Хлопнув Выжигу ладонью по плечу, Красавчик ловко запрыгнул на телегу и, хлестнув коняг, лихо рванул с места. Развевающаяся белая рубаха плута понеслась в ночи над землей, аки привидение с погоста. А Выжига, развернувшись кругом, в третий раз за эти сутки заплатил мостовую пошлину молча, но заинтересованно взирающим на происходящее стражникам-дармоедам и снова перешел по Раздраю в Простор-домен. Теперь, естественно, не препятствовали манги, но один счел нужным обеспокоиться:
— Ты что надумал, слав? Сейчас смещение будет.
— Да я здесь остаюсь, — проворчал Выжига. — По делам.
— А-а, ну смотри.
Стражники потеряли интерес.
Торгаш проковылял вправо от Раздрая, мимо начального вехового олдя, оба каменных лица которого, развернутые в разные стороны и соединенные между собой затылками, сверлили проходящих грозно-вопрошающим взглядом ярко горящих в ночи обсидиановых глаз. Типа: а достоин ли ты, человече, стоять перед моими очами? А не натворил ли чего предосудительного? Хмуро косясь на двуликую статую, Выжига отошел шагов на десять в сторонку и встал перед Бездоньем, возле самого Края, чтобы дождаться полуночи.
Да и задумался невольно.
Загадочная штука это Бездонье. Ширина его во всех доменах одинакова — тридцать шагов, а глубина непостижима — там, далеко внизу всегда клубится тяжелый белесый туман, скрывающий дно. В Бездонье невозможно упасть. Швырни камешек — и с такой же силой он вернется обратно, отброшенный незримой стеной, растущей над Краями. Потому и преодолеть-перейти Бездонье можно только по Раздрай-Мосту. Но самым загадочным было то, что, даже ежели встать ночью около пропасти и смотреть на ту сторону, в соседствующий домен, не моргая (хоть прутиками веки подопри), смещения все равно не увидишь. Многие пробовали. Едва наступит полночь — перед глазами все поплывет, затуманится, а когда очухаешься, то по ту сторону бездны будет уже другой домен, другой кон. Никто не знает, как и почему это происходит. Просто таковы законы мироздания Универсума, непостижимые и неподвластные простому человеческому разуму.

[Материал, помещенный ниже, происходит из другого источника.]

PR #318, opened 2017-07-31
Fix oci to save the full image name in index.json

umohnani8:
Fix oci to save the full image name `image:tag` instead of just `tag` in index.json.
Add function to retrieve the image name from index.json when loading or pulling image from oci directory.

### DIFF
--- a/oci/layout/oci_dest.go
+++ b/oci/layout/oci_dest.go
@@ -23,13 +23,16 @@ type ociImageDestination struct {
 }
 
 // newImageDestination returns an ImageDestination for writing to an existing directory.
-func newImageDestination(ref ociReference) types.ImageDestination {
+func newImageDestination(ref ociReference) (types.ImageDestination, error) {
+	if ref.image == "" {
+		return nil, errors.Errorf("cannot save image with empty image.ref.name")
+	}
 	index := imgspecv1.Index{
 		Versioned: imgspec.Versioned{
 			SchemaVersion: 2,
 		},
 	}
-	return &ociImageDestination{ref: ref, index: index}
+	return &ociImageDestination{ref: ref, index: index}, nil
 }
 
 // Reference returns the reference used to set up this destination.  Note that this should directly correspond to user's intent,
@@ -178,7 +181,7 @@ func (d *ociImageDestination) PutManifest(m []byte) error {
 	}
 
 	annotations := make(map[string]string)
-	annotations["org.opencontainers.image.ref.name"] = d.ref.tag
+	annotations["org.opencontainers.image.ref.name"] = d.ref.image
 	desc.Annotations = annotations
 	desc.Platform = &imgspecv1.Platform{
 		Architecture: runtime.GOARCH,
--- a/oci/layout/oci_transport.go
+++ b/oci/layout/oci_transport.go
@@ -36,7 +36,14 @@ func (t ociTransport) ParseReference(reference string) (types.ImageReference, er
 	return ParseReference(reference)
 }
 
-var refRegexp = regexp.MustCompile(`^([A-Za-z0-9._-]+)+$`)
+// annotation spex from https://github.com/opencontainers/image-spec/blob/master/annotations.md#pre-defined-annotation-keys
+const (
+	separator = `(?:[-._:@+]|--)`
+	alphanum  = `(?:[A-Za-z0-9]+)`
+	component = `(?:` + alphanum + `(?:` + separator + alphanum + `)*)`
+)
+
+var refRegexp = regexp.MustCompile(`^` + component + `(?:/` + component + `)*$`)
 
 // ValidatePolicyConfigurationScope checks that scope is a valid name for a signature.PolicyTransportScopes keys
 // (i.e. a valid PolicyConfigurationIdentity() or PolicyConfigurationNamespaces() return value).
@@ -44,19 +51,14 @@ var refRegexp = regexp.MustCompile(`^([A-Za-z0-9._-]+)+$`)
 // scope passed to this function will not be "", that value is always allowed.
 func (t ociTransport) ValidatePolicyConfigurationScope(scope string) error {
 	var dir string
-	sep := strings.LastIndex(scope, ":")
-	if sep == -1 {
-		dir = scope
-	} else {
-		dir = scope[:sep]
-		tag := scope[sep+1:]
-		if !refRegexp.MatchString(tag) {
-			return errors.Errorf("Invalid tag %s", tag)
-		}
-	}
+	sep := strings.SplitN(scope, ":", 2)
+	dir = sep[0]
 
-	if strings.Contains(dir, ":") {
-		return errors.Errorf("Invalid OCI reference %s: path contains a colon", scope)
+	if len(sep) == 2 {
+		image := sep[1]
+		if !refRegexp.MatchString(image) {
+			return errors.Errorf("Invalid image %s", image)
+		}
 	}
 
 	if !strings.HasPrefix(dir, "/") {
@@ -64,7 +66,7 @@ func (t ociTransport) ValidatePolicyConfigurationScope(scope string) error {
 	}
 	// Refuse also "/", otherwise "/" and "" would have the same semantics,
 	// and "" could be unexpectedly shadowed by the "/" entry.
-	// (Note: we do allow "/:sometag", a bit ridiculous but why refuse it?)
+	// (Note: we do allow "/:someimage", a bit ridiculous but why refuse it?)
 	if scope == "/" {
 		return errors.New(`Invalid scope "/": Use the generic default scope ""`)
 	}
@@ -85,28 +87,26 @@ type ociReference struct {
 	// (But in general, we make no attempt to be completely safe against concurrent hostile filesystem modifications.)
 	dir         string // As specified by the user. May be relative, contain symlinks, etc.
 	resolvedDir string // Absolute path with no symlinks, at least at the time of its creation. Primarily used for policy namespaces.
-	tag         string
+	image       string // If image=="", it means the only image in the index.json is used
 }
 
 // ParseReference converts a string, which should not start with the ImageTransport.Name prefix, into an OCI ImageReference.
 func ParseReference(reference string) (types.ImageReference, error) {
-	var dir, tag string
-	sep := strings.LastIndex(reference, ":")
-	if sep == -1 {
-		dir = reference
-		tag = "latest"
-	} else {
-		dir = reference[:sep]
-		tag = reference[sep+1:]
+	var dir, image string
+	sep := strings.SplitN(reference, ":", 2)
+	dir = sep[0]
+
+	if len(sep) == 2 {
+		image = sep[1]
 	}
-	return NewReference(dir, tag)
+	return NewReference(dir, image)
 }
 
-// NewReference returns an OCI reference for a directory and a tag.
+// NewReference returns an OCI reference for a directory and a image.
 //
 // We do not expose an API supplying the resolvedDir; we could, but recomputing it
 // is generally cheap enough that we prefer being confident about the properties of resolvedDir.
-func NewReference(dir, tag string) (types.ImageReference, error) {
+func NewReference(dir, image string) (types.ImageReference, error) {
 	resolved, err := explicitfilepath.ResolvePathToFullyExplicit(dir)
 	if err != nil {
 		return nil, err
@@ -114,12 +114,12 @@ func NewReference(dir, tag string) (types.ImageReference, error) {
 	// This is necessary to prevent directory paths returned by PolicyConfigurationNamespaces
 	// from being ambiguous with values of PolicyConfigurationIdentity.
 	if strings.Contains(resolved, ":") {
-		return nil, errors.Errorf("Invalid OCI reference %s:%s: path %s contains a colon", dir, tag, resolved)
+		return nil, errors.Errorf("Invalid OCI reference %s:%s: path %s contains a colon", dir, image, resolved)
 	}
-	if !refRegexp.MatchString(tag) {
-		return nil, errors.Errorf("Invalid tag %s", tag)
+	if len(image) > 0 && !refRegexp.MatchString(image) {
+		return nil, errors.Errorf("Invalid image %s", image)
 	}
-	return ociReference{dir: dir, resolvedDir: resolved, tag: tag}, nil
+	return ociReference{dir: dir, resolvedDir: resolved, image: image}, nil
 }
 
 func (ref ociReference) Transport() types.ImageTransport {
@@ -132,7 +132,7 @@ func (ref ociReference) Transport() types.ImageTransport {
 // e.g. default attribute values omitted by the user may be filled in in the return value, or vice versa.
 // WARNING: Do not use the return value in the UI to describe an image, it does not contain the Transport().Name() prefix.
 func (ref ociReference) StringWithinTransport() string {
-	return fmt.Sprintf("%s:%s", ref.dir, ref.tag)
+	return fmt.Sprintf("%s:%s", ref.dir, ref.image)
 }
 
 // DockerReference returns a Docker reference associated with this reference
@@ -150,7 +150,10 @@ func (ref ociReference) DockerReference() reference.Named {
 // not required/guaranteed that it will be a valid input to Transport().ParseReference().
 // Returns "" if configuration identities for these references are not supported.
 func (ref ociReference) PolicyConfigurationIdentity() string {
-	return fmt.Sprintf("%s:%s", ref.resolvedDir, ref.tag)
+	// NOTE: ref.image is not a part of the image identity, because "$dir:$someimage" and "$dir:" may mean the
+	// same image and the two can’t be statically disambiguated.  Using at least the repository directory is
+	// less granular but hopefully still useful.
+	return fmt.Sprintf("%s", ref.resolvedDir)
 }
 
 // PolicyConfigurationNamespaces returns a list of other policy configuration namespaces to search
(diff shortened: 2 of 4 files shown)


runcom:
I don't like this, we should have a way to have users specify additional annotations. That annotation is specified in the OCI image-spec here https://github.com/opencontainers/image-spec/blob/710038243d857231f17df1c3f4c10850154bd1f7/image-layout.md#indexjson-file (and later paragraph).
That stuff in the spec isn't a must of course, but I want to leave it that way (it's just a tag)

> Implementor's Note: A common use case of descriptors with a "org.opencontainers.image.ref.name" annotation is representing a "tag" for a container image. For example, an image may have a tag for different versions or builds of the software. In the wild you often see "tags" like "v1.0.0-vendor.0", "2.0.0-debug", etc. Those tags will often be represented in an image-layout repository with matching "org.opencontainers.image.ref.name" annotations like "v1.0.0-vendor.0", "2.0.0-debug", etc.

Again, we should have a way to save additional annotations instead and save the full name iif needed.

mtrmac:
@runcom OTOH see https://github.com/opencontainers/image-spec/blob/master/annotations.md explicitly documenting a specific grammar.

As for additional annotations, dunno; there’s an inherent tension between c/image being general and treating all transports the same, and exposing everything there is to each transport. It’s not at all obvious to me how to generalize OCI annotations to anything else.

umohnani8:
@runcom we need the full image name when doing kpod load or kpod pull so that it is saved with the actual image name in containers-storage. Which Annotation would you suggest I use to store the full image name because "org.opencontainers.image.ref.name" seems the best one as the full image name is used to get the reference of the image.

runcom:
LGTM since nothing in the spec prevents this https://github.com/opencontainers/image-spec/blob/master/annotations.md#pre-defined-annotation-keys

also, as @mtrmac pointed out, abstracting OCI annotation is something not-trivial right now so let's defer that.

runcom:
@umohnani8 you need to fix tests failures though

umohnani8:
@runcom ok thanks, working on the test failures

umohnani8:
@mtrmac PTAL

umohnani8:
@mtrmac PTAL

oci/layout/oci_transport.go
```diff
@@ -196,26 +198,44 @@ func (ref ociReference) getManifestDescriptor() (imgspecv1.Descriptor, error) {
...
-		return imgspecv1.Descriptor{}, fmt.Errorf("no descriptor found for reference %q", ref.tag)
+		return imgspecv1.Descriptor{}, fmt.Errorf("no descriptor found for reference %q", ref.image)
 	}
 	return *d, nil
 }
 
+// LoadManifestDescriptor loads the manifest descriptor to be used to retrieve the image name
+// when pulling an image
+func LoadManifestDescriptor(imgRef types.ImageReference) (imgspecv1.Descriptor, error) {
+	return imgRef.(ociReference).getManifestDescriptor()
```
mtrmac: So this exists _only_ to get the name from _one-item_ indexes? Or is this intended to be similar to `docker.tarfile.Source.LoadTarManifest`, which returns all of the images?

The forced `.(ociReference)` cast here is a bit ugly… at least it should be a checked cast, returning an error when the caller uses a different kind of `ImageReference`; but perhaps the functionality could instead be sliced differently, with the underlying implementation getting a `(path string, image string)`, and `getManifestDescriptor()` extracting the two strings from an `ociReference`, and then (if the goal is really to only read one-image indexes) a `LoadManifestDescriptor(path string)` just setting `image = ""`.

oci/layout/oci_transport_test.go
```diff
@@ -38,9 +38,9 @@ func TestTransportValidatePolicyConfigurationScope(t *testing.T) {
 		"/has/./dot",
 		"/has/dot/../dot",
 		"/trailing/slash/",
-		"/etc:invalid'tag!value@",
```
mtrmac: (Note: first the semantics need to be decided, the comments on the tests may become irrelevant if the semantics were to be changed. And yes, I am rather paranoid about test coverage of the naming — it is relevant to signature verification.)

The list of valid cases above this one should include a name with multiple colons, and a name with some slashes.

oci/layout/oci_transport_test.go
```diff
@@ -64,48 +64,45 @@ func testParseReference(t *testing.T, fn func(string) (types.ImageReference, err
...
-	_, err = NewReference(tmpDir+"/thisparentdoesnotexist/something", tagValue)
+	_, err = NewReference(tmpDir+"/thisparentdoesnotexist/something", imageValue)
 	assert.Error(t, err)
 
-	_, err = NewReference(tmpDir+"/has:colon", tagValue)
+	_, err = NewReference(tmpDir+"/has:colon", imageValue)
 	assert.Error(t, err)
 
-	_, err = NewReference(tmpDir, "invalid'tag!value@")
+	_, err = NewReference(tmpDir, "invalid'image!value@")
```
mtrmac: This also should have a test for the `image == ""` case.

oci/layout/oci_transport_test.go
```diff
@@ -38,9 +38,9 @@ func TestTransportValidatePolicyConfigurationScope(t *testing.T) {
 		"/has/./dot",
 		"/has/dot/../dot",
 		"/trailing/slash/",
-		"/etc:invalid'tag!value@",
+		"/etc:invalid'image!value@",
 		"/path:with/colons",
-		"/path:with/colons/and:tag",
+		"/path:with/colons/and:image",
```
mtrmac: Also should have a test for a trailing colon (i.e. an explicitly empty $image).

oci/layout/oci_transport.go
```diff
@@ -36,22 +36,21 @@ func (t ociTransport) ParseReference(reference string) (types.ImageReference, er
 	return ParseReference(reference)
 }
 
-var refRegexp = regexp.MustCompile(`^([A-Za-z0-9._-]+)+$`)
+var refRegexp = regexp.MustCompile(`^([A-Za-z0-9:._-]+)+$`)
```
mtrmac: Do we want to explicitly mirror the spec at https://github.com/opencontainers/image-spec/blob/master/annotations.md#pre-defined-annotation-keys here?
(@runcom?)

runcom: Yes please, let's follow it.

oci/layout/oci_transport.go
```diff
@@ -85,41 +84,44 @@ type ociReference struct {
...
+	var dir, image string
+	sep := strings.SplitN(reference, ":", 2)
+	dir = sep[0]
+
+	if len(sep) == 2 {
+		if strings.Contains(sep[1], ":") {
+			image = sep[1]
+		} else {
+			image = sep[1] + ":latest"
+		}
```
runcom: Yes, we must keep 1 as well

oci/layout/oci_dest.go
```diff
@@ -178,7 +178,7 @@ func (d *ociImageDestination) PutManifest(m []byte) error {
 	}
 
 	annotations := make(map[string]string)
-	annotations["org.opencontainers.image.ref.name"] = d.ref.tag
+	annotations["org.opencontainers.image.ref.name"] = d.ref.image
```
runcom: I'd say error out if name is empty, spec forbids it also

oci/layout/oci_transport.go
```diff
@@ -150,7 +152,7 @@ func (ref ociReference) DockerReference() reference.Named {
 // not required/guaranteed that it will be a valid input to Transport().ParseReference().
 // Returns "" if configuration identities for these references are not supported.
 func (ref ociReference) PolicyConfigurationIdentity() string {
-	return fmt.Sprintf("%s:%s", ref.resolvedDir, ref.tag)
+	return fmt.Sprintf("%s:%s", ref.resolvedDir, ref.image)
```
runcom: Agree to use 3 as it seems the less-ugly case

oci/layout/oci_dest.go
mtrmac: >  spec forbids it also

Where? I can’t see it; in fact the index specification says that all of `annotations` is optional.

oci/layout/oci_transport.go
umohnani8: Fixed to use the spec.

oci/layout/oci_transport.go
```diff
@@ -85,41 +84,44 @@ type ociReference struct {
 	// (But in general, we make no attempt to be completely safe against concurrent hostile filesystem modifications.)
 	dir         string // As specified by the user. May be relative, contain symlinks, etc.
 	resolvedDir string // Absolute path with no symlinks, at least at the time of its creation. Primarily used for policy namespaces.
-	tag         string
+	image       string
```
umohnani8: Documented it.

oci/layout/oci_transport.go
umohnani8: Not sure what you mean here, should it not add the `latest` tag when a tag is not given for the image?

oci/layout/oci_transport.go
umohnani8: Fixed, returning only ref.resolvedDir.

umohnani8:
@mtrmac @runcom I made some changes based on your feedback, PTAL. Working on the tests and waiting for some clarification on the other feedback.

oci/layout/oci_transport.go
mtrmac: Sorry, you’re right this is unclear. Yes, that’s what I mean by 1: treat the image name as a string which as no further structure, unlike `docker/reference` where, in the extreme, `busybox` is a shorthand for `docker.io/library/busybox:latest`.

We’ve been treating the ref.name annotation as a Docker-like “tag”, and those default to `latest`; but now there’s the actual spec-by-regexp, which says nothing about existence or default values of tags.

(Not adding the `:latest` also keeps the behavior more, though not completely, compatible with the behavior before this PR.)

[Or is there pre-existing behavior, perhaps in umoci, we should co-opt here? I haven’t checked.]

oci/layout/oci_transport.go
mtrmac: OK; then `ValidatePolicyConfigurationScope` should also accept only directory values, not dir`:`image (but enforce that the directories don’t contain `:`, so that they can actually match `resolvedDir` values) and `PolicyConfigurationNamespaces` should, to be strictly correct, return only parent directories of `resolvedDir`, not `resolvedDir` itself (though, admittedly, technically, returning `resolvedDir` here as well does not actually hurt anything IIRC).

oci/layout/oci_transport.go
mtrmac: No need to use reflection here:
```go
ociRef, ok := imgRef.(ociReference)
if !ok { fail }
return ociRef.getManifestDescriptor()
```

oci/layout/oci_transport.go
owtaylor: It seems to me that the OCI transport should be able to read and write images with any ref-name allowed by the specification from an image-layout. Doesn't appending :latest here break that?

If compatibility with what the oci transport used to do is desired, the old behavior where oci:<path> was treated as oci:<path>:latest entirely compatible with the intended use case of this patch. In the end second component of the scope isn't a tag or an image name, it's simply the value of the org.opencontainers.image.ref.name annotation - if you don't want to get 'latest' stuck in there, just pass in your own value.

But if you want to be forward looking, and consider trying to handle image layouts with no ref-names at all (you could havedifferent images distinguished by platform like a Docker manifestlist) then I'd think it would be better to break compat and not introduce 'latest' at all.

oci/layout/oci_transport.go
```diff
@@ -36,22 +37,28 @@ func (t ociTransport) ParseReference(reference string) (types.ImageReference, er
...
-	sep := strings.LastIndex(scope, ":")
-	if sep == -1 {
-		dir = scope
-	} else {
-		dir = scope[:sep]
-		tag := scope[sep+1:]
-		if !refRegexp.MatchString(tag) {
-			return errors.Errorf("Invalid tag %s", tag)
+	sep := strings.SplitN(scope, ":", 2)
+	dir = sep[0]
```
owtaylor: Note that with the change to `Split(N)`, the code that follows

       if strings.Contains(dir, ":") {
               return errors.Errorf("Invalid OCI reference %s: path contains a colon", scope)
       }

Will never be hit - 'dir' cannot contain a ':' - a policy configuration scope of '/foo:bar:baz' is treated as '/foo' with a tag of 'bar:baz'.

owtaylor:
See also the comment about paths with ':' I left at https://github.com/containers/image/pull/323#issuecomment-321977838 in response to a comment by @cyphar - it's as relevant to this PR as that one.

oci/layout/oci_dest.go
cyphar: In the EBNF:

```
ref       ::= component ("/" component)*
component ::= alphanum (separator alphanum)*
alphanum  ::= [A-Za-z0-9]+
separator ::= [-._:@+] | "--"
```

You need to have at least one component which needs to have at least one alphanum.

oci/layout/oci_transport.go
umohnani8: @mtrmac I get it now. The reason I was adding `latest` to the image name if a tag was not given was because of the way kpod and docker do things. For example, if a user downloads the `alpine:latest` image from a registry and decides to save to oci on disk using the command `kpod save --oci -o alp.tar alpine`, the image name that will be saved in index.json based on your comment will be `alpine`. 

Therefore, when `alp.tar` is loaded back into containers-storage using the `kpod load` command, it will be stored as `alpine` instead of `alpine:latest`. I feel like this alters some form of the identity of the image as there would be no tag associated with it.

If we want to give the user the freedom of setting the image name to whatever they want it to be, we need to make it very clear in the documentation since all the kpod commands allow the user to access images with `latest` tag by just passing in the name.

owtaylor: @umohnani8 what kpod does is, of course, separate from what the containers/image code does. Despite the name of this pull request, I don't think containers/image should be assuming that the ref-name in the OCI is "a full image name" - it's just a string following certain rules. The behavior that the string is the "full image name" is being added by kpod, so if you want the behavior that `kpod save --oci -o alp.tar alpine` stores a ref-name of` `alpine:latest`, then kpod would be the logical place to do that. To me, the command seems to be saying "look up the name 'alpine' in storage and save that to alp.tar" and I'd expect the :latest to be added during the lookup process, not during the saving.

umohnani8: @owtaylor agreed, just realised that this was already being handled elsewhere - my bad. Will take out the image name modification from OCI.

oci/layout/oci_transport.go
umohnani8: Right, fixed.

umohnani8:
Fixing skopeo tests https://github.com/projectatomic/skopeo/pull/399

umohnani8:
@mtrmac PTAL

oci/layout/oci_dest.go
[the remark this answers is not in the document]
mtrmac: That says that the annotation, _if it is present_, must not be empty; but the annotation can AFAICS legally be completely omitted. The complete dictionary can be missing:

> **`annotations`** *string-string map*
> 
>     This OPTIONAL property contains arbitrary metadata for the image index.

and even if the `annotations` dictionary exists, I can’t see anything requiring it to contain the `org.opencontainers.image.ref.name` key. _Only if_ the dictionary and the `ref.name` key exists, does the EBNF require a non-empty name.

mtrmac:
> See also the comment about paths with ':' I left at #323 (comment) in response to a comment by @cyphar - it's as relevant to this PR as that one.

Yeah, could more people take a look at that? (Notably, `:` is a required character in `C:\Users\Guest\`-like paths on Windows.)

Arguably we’ve been using `:`, and forbidding `:` in paths, before this PR, and this PR does not really change anything about that, so it should not be blocked on that decision… but _eventually_ we need to decide whether to handle that, and if so, how.

oci/layout/oci_transport_test.go
```diff
@@ -64,48 +64,53 @@ func testParseReference(t *testing.T, fn func(string) (types.ImageReference, err
 		"relativepath",
 		tmpDir + "/thisdoesnotexist",
 	} {
-		for _, tag := range []struct{ suffix, tag string }{
-			{":notlatest", "notlatest"},
-			{"", "latest"},
+		for _, image := range []struct{ suffix, image string }{
+			{":notlatest:image", "notlatest:image"},
+			{":latestimage", "latestimage"},
+			{":", ""},
```
mtrmac: Please add a `{"", ""},` case here

oci/layout/oci_transport_test.go
```diff
@@ -64,48 +64,53 @@ func testParseReference(t *testing.T, fn func(string) (types.ImageReference, err
...
-	_, err = NewReference(tmpDir+"/thisparentdoesnotexist/something", tagValue)
-	assert.Error(t, err)
+	ref, err = NewReference(tmpDir, noImageValue)
+	require.NoError(t, err)
+	ociRef, ok = ref.(ociReference)
+	require.True(t, ok)
+	assert.Equal(t, tmpDir, ociRef.dir)
+	assert.Equal(t, noImageValue, ociRef.image)
 
-	_, err = NewReference(tmpDir+"/has:colon", tagValue)
```
mtrmac: (The `has:colon`-in-path test should be reinstated after `NewReference` again starts refusing such paths.)

oci/layout/oci_transport_test.go
```diff
@@ -151,8 +156,9 @@ func TestReferenceStringWithinTransport(t *testing.T) {
 	defer os.RemoveAll(tmpDir)
 
 	for _, c := range []struct{ input, result string }{
-		{"/dir1:notlatest", "/dir1:notlatest"}, // Explicit tag
-		{"/dir2", "/dir2:latest"},              // Default tag
+		{"/dir1:notlatest:notlatest", "/dir1:notlatest:notlatest"}, // Explicit image
+		{"/dir2:image", "/dir2:image"},                             // Default image
```
mtrmac: There is actually nothing “default” about this `:image` now that `:latest` is not treated specially; this line can be deleted.

oci/layout/oci_transport.go
```diff
@@ -196,26 +192,48 @@ func (ref ociReference) getManifestDescriptor() (imgspecv1.Descriptor, error) {
...
 	if d == nil {
-		return imgspecv1.Descriptor{}, fmt.Errorf("no descriptor found for reference %q", ref.tag)
+		return imgspecv1.Descriptor{}, fmt.Errorf("no descriptor found for reference %q", ref.image)
 	}
 	return *d, nil
 }
 
+// LoadManifestDescriptor loads the manifest descriptor to be used to retrieve the image name
+// when pulling an image
+func LoadManifestDescriptor(imgRef types.ImageReference) (imgspecv1.Descriptor, error) {
```
mtrmac: It would be nice to have tests for this (both with a known image name and for the `""` case), but it is not relevant for signing, so absolutely non-blocking for me.

oci/layout/oci_dest.go
```diff
@@ -177,8 +177,12 @@ func (d *ociImageDestination) PutManifest(m []byte) error {
 		return err
 	}
 
+	if d.ref.image == "" {
```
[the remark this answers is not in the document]
umohnani8: Are you saying that this check should be in either `NewImageDestination` or in `newImageDestination`?

oci/layout/oci_transport.go
```diff
@@ -85,41 +87,35 @@ type ociReference struct {
...
+func NewReference(dir, image string) (types.ImageReference, error) {
 	resolved, err := explicitfilepath.ResolvePathToFullyExplicit(dir)
 	if err != nil {
 		return nil, err
 	}
-	// This is necessary to prevent directory paths returned by PolicyConfigurationNamespaces
-	// from being ambiguous with values of PolicyConfigurationIdentity.
-	if strings.Contains(resolved, ":") {
-		return nil, errors.Errorf("Invalid OCI reference %s:%s: path %s contains a colon", dir, tag, resolved)
-	}
```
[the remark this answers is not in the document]
umohnani8: added the check back.

oci/layout/oci_transport.go
```diff
@@ -150,7 +146,7 @@ func (ref ociReference) DockerReference() reference.Named {
 // not required/guaranteed that it will be a valid input to Transport().ParseReference().
 // Returns "" if configuration identities for these references are not supported.
 func (ref ociReference) PolicyConfigurationIdentity() string {
-	return fmt.Sprintf("%s:%s", ref.resolvedDir, ref.tag)
+	return fmt.Sprintf("%s", ref.resolvedDir)
```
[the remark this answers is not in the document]
umohnani8: added the comment.

oci/layout/oci_transport_test.go
umohnani8: added this test case

oci/layout/oci_transport_test.go
umohnani8: added test back

oci/layout/oci_transport_test.go
umohnani8: removed default line

oci/layout/oci_dest.go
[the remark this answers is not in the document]
mtrmac: Yes; by that time we already know that the upload will fail, so we can skip copying blobs if we report this to the user early.

(Both `ref.NewImageDestination` and `newImageDestination` work; `newImageDestination` is a bit better because it is more difficult to unintentionally bypass.)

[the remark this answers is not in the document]
umohnani8: Put the check in `newImageDestinatioin`, fixed.

umohnani8:
@mtrmac PTAL

mtrmac:
:+1:

mtrmac:
@umohnani8 Please update #399 to use the master branch again, per https://github.com/projectatomic/skopeo/blob/master/README.md#dependencies-management .

umohnani8:
@mtrmac done!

Наручная клепсидра показывала, что полночь вот-вот наступит. Время от времени, погруженный в невеселые размышления, Выжига слегка встряхивал прозрачную чашку с запаянным донцем, прихваченную к запястью тонким ремешком и обращенную выпуклой стороной вверх, чтобы сонная клепсидра не забывала о своих немудреных обязанностях. Ящерка в ответ слабо плескалась в водице и тыкалась мордочкой в текущую временную метку.
Ночная тишина была столь полной, что слабый шелест пришедшего в движение Раздрая заставил его вздрогнуть. Выжига резко вскинул голову. Разделившись точно посередке, половинки широкого стального полотна поползли, исчезая, каждый в своем Крае. Все, клепсидру можно оставить в покое, пусть дрыхнет. Теперь уже совсем чуть осталось. Как только Мост втянется сам в себя полностью, так...
Вдруг навалилось беспамятье, затуманило очи, и облегченно вздохнул Выжига, поняв, что сместились-таки домены, ушел его родной Рось-домен неизвестно на какую Грань Универсума. Теперь ни у него, ни у Благуши не осталось иного выбора, как начать Отказную гонку.
Спустя десять минут, проходя мимо леска, где был оставлен Благуша, Выжига невольно ускорил шаг — давали знать о себе проклятущие угрызения совести. Лишь увидев светлеющий в ночи под яркими звездами огромный купол Станции, он сумел-таки выбросить сожаление по поводу содеянного из головы и перевести мысли на предстоящее.